EXERCISE:
Set each line of the data down exactly, please.
=== Section Start ===
PR #4032, opened 2024-06-11
Function log differentiation and file linking

nickwesselman:

Multiple runs of the same function run together visually:
image

Additionally, the log file path is a bit long and frequently wraps, limiting its usefulness.

* Prefix function log output with box drawing characters, to better group related lines.
* Output function log file as a link instead of a file path, on terminals that support hyperlinks.

_VS Code_
image

_MacOS Terminal (no hyperlink support)_
image

_Windows Terminal (hyperlink disabled by default in `supports-hyperlink`_
windows terminal

_Windows Terminal w/ hyperlinks forced_
windows terminal FORCE_HYPERLINK

#### Supporting changes
* Allow hyperlink tokens to provide an explicit fallback value.
* Added a `gray` coloring output token.
* Allow disabling of ansi stripping in `ConcurrentOutput` via `useConcurrentOutputContext`.

### How to test your changes?
Run `app dev` in an app w/ functions and function log streaming enabled. Execute the function.

### Checklist

- [X] I've made sure that any changes to `dev` or `deploy` have been reflected in the [internal flowchart](https://www.figma.com/file/7vqUp50u6dm48Zfb4JRRn8/CLI3-Internals).

### DIFF
--- a/packages/app/src/cli/services/app-logs/poll-app-logs.ts
+++ b/packages/app/src/cli/services/app-logs/poll-app-logs.ts
@@ -100,17 +100,24 @@ export const pollAppLogs = async ({
 
             const logs = payload.logs
             if (logs.length > 0) {
-              stdout.write(logs)
+              stdout.write(
+                logs
+                  .split('\n')
+                  .filter(Boolean)
+                  .map((line: string) => `├ ${line}`)
+                  .join('\n'),
+              )
             }
           } else {
             stdout.write(JSON.stringify(payload))
           }
 
-          await writeAppLogsToFile({
+          const logPath = await writeAppLogsToFile({
             appLog: log,
             apiKey,
             stdout,
           })
+          stdout.write(`└ Log: ${logPath}\n`)
         })
       }
     }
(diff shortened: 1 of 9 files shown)


packages/app/src/cli/services/app-logs/poll-app-logs.ts
```diff
@@ -100,17 +100,30 @@ export const pollAppLogs = async ({
...
-          await writeAppLogsToFile({
+          const logPath = await writeAppLogsToFile({
             appLog: log,
             apiKey,
             stdout,
           })
+          stdout.write(
+            outputContent`${outputToken.gray('└ ')}${outputToken.link(
+              'Open log file',
+              `file://${logPath}`,
```
shauns, line 123: re: Windows -- might need to check that these file paths are valid there. e.g. if `logPath` is like `C:\something`.

packages/cli-kit/src/private/node/content-tokens.ts
```diff
@@ -23,16 +23,18 @@ export class RawContentToken extends ContentToken<string> {
 
 export class LinkContentToken extends ContentToken<OutputMessage> {
   link: string
+  fallback: string | undefined
 
-  constructor(value: OutputMessage, link: string) {
+  constructor(value: OutputMessage, link: string, fallback?: string) {
```
shauns, line 28: Nice 👌

shauns (approved):

isaacroldan (approved):

packages/app/src/cli/services/app-logs/poll-app-logs.ts
nickwesselman: I discovered that the forward slashes are actually due to our use of [`pathe`](https://www.npmjs.com/package/pathe), which presupposes that forward slashes are OK in Windows these days. Which I think for our use case, that would be true. So even w/ hyperlinks disabled, we are outputting forward slashes at the moment.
=== Section End ===
RESULT:
PR #4032, opened 2024-06-11
Function log differentiation and file linking

nickwesselman:

Multiple runs of the same function run together visually:
image

Additionally, the log file path is a bit long and frequently wraps, limiting its usefulness.

* Prefix function log output with box drawing characters, to better group related lines.
* Output function log file as a link instead of a file path, on terminals that support hyperlinks.

_VS Code_
image

_MacOS Terminal (no hyperlink support)_
image

_Windows Terminal (hyperlink disabled by default in `supports-hyperlink`_
windows terminal

_Windows Terminal w/ hyperlinks forced_
windows terminal FORCE_HYPERLINK

#### Supporting changes
* Allow hyperlink tokens to provide an explicit fallback value.
* Added a `gray` coloring output token.
* Allow disabling of ansi stripping in `ConcurrentOutput` via `useConcurrentOutputContext`.

### How to test your changes?
Run `app dev` in an app w/ functions and function log streaming enabled. Execute the function.

### Checklist

- [X] I've made sure that any changes to `dev` or `deploy` have been reflected in the [internal flowchart](https://www.figma.com/file/7vqUp50u6dm48Zfb4JRRn8/CLI3-Internals).

### DIFF
--- a/packages/app/src/cli/services/app-logs/poll-app-logs.ts
+++ b/packages/app/src/cli/services/app-logs/poll-app-logs.ts
@@ -100,17 +100,24 @@ export const pollAppLogs = async ({
 
             const logs = payload.logs
             if (logs.length > 0) {
-              stdout.write(logs)
+              stdout.write(
+                logs
+                  .split('\n')
+                  .filter(Boolean)
+                  .map((line: string) => `├ ${line}`)
+                  .join('\n'),
+              )
             }
           } else {
             stdout.write(JSON.stringify(payload))
           }
 
-          await writeAppLogsToFile({
+          const logPath = await writeAppLogsToFile({
             appLog: log,
             apiKey,
             stdout,
           })
+          stdout.write(`└ Log: ${logPath}\n`)
         })
       }
     }
(diff shortened: 1 of 9 files shown)


packages/app/src/cli/services/app-logs/poll-app-logs.ts
```diff
@@ -100,17 +100,30 @@ export const pollAppLogs = async ({
...
-          await writeAppLogsToFile({
+          const logPath = await writeAppLogsToFile({
             appLog: log,
             apiKey,
             stdout,
           })
+          stdout.write(
+            outputContent`${outputToken.gray('└ ')}${outputToken.link(
+              'Open log file',
+              `file://${logPath}`,
```
shauns, line 123: re: Windows -- might need to check that these file paths are valid there. e.g. if `logPath` is like `C:\something`.

packages/cli-kit/src/private/node/content-tokens.ts
```diff
@@ -23,16 +23,18 @@ export class RawContentToken extends ContentToken<string> {
 
 export class LinkContentToken extends ContentToken<OutputMessage> {
   link: string
+  fallback: string | undefined
 
-  constructor(value: OutputMessage, link: string) {
+  constructor(value: OutputMessage, link: string, fallback?: string) {
```
shauns, line 28: Nice 👌

shauns (approved):

isaacroldan (approved):

packages/app/src/cli/services/app-logs/poll-app-logs.ts
nickwesselman: I discovered that the forward slashes are actually due to our use of [`pathe`](https://www.npmjs.com/package/pathe), which presupposes that forward slashes are OK in Windows these days. Which I think for our use case, that would be true. So even w/ hyperlinks disabled, we are outputting forward slashes at the moment.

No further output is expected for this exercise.